[Source data Boundary: Start]
PR #637, opened 2024-02-07
EXPERIMENTAL - add syntax check to reviewer

senko:
**This is experimental, do not merge.**

Adds a syntax check to reviewer.

Uses `prettier` for JS, `ruff` for Python and `gofmt` for Go. You'll need to have the tool(s) installed in the proper environment (doesn't do any checks).

Also doesn't send the files back to the codemonkey for fixup if the syntax is incorrect. As I said, it's experimental.


thewshii:
Never heard of go, this'll be fun. I should be set up bout to run it.

PR #641, opened 2024-02-11
Experimental: Add project template for Node/Express/Mongo/Boostrap

senko:
Screenshot from 2024-02-10 16-59-28

There is only one template for now: node+express+mongoose+ejs+bootstrap.


LeonOstrez:
trigger trace event when template is used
[Source data Boundary: End]
Work to be completed — Retype all of the records above, word for word.

Result of this task —
PR #637, opened 2024-02-07
EXPERIMENTAL - add syntax check to reviewer

senko:
**This is experimental, do not merge.**

Adds a syntax check to reviewer.

Uses `prettier` for JS, `ruff` for Python and `gofmt` for Go. You'll need to have the tool(s) installed in the proper environment (doesn't do any checks).

Also doesn't send the files back to the codemonkey for fixup if the syntax is incorrect. As I said, it's experimental.


thewshii:
Never heard of go, this'll be fun. I should be set up bout to run it.

PR #641, opened 2024-02-11
Experimental: Add project template for Node/Express/Mongo/Boostrap

senko:
Screenshot from 2024-02-10 16-59-28

There is only one template for now: node+express+mongoose+ejs+bootstrap.


LeonOstrez:
trigger trace event when template is used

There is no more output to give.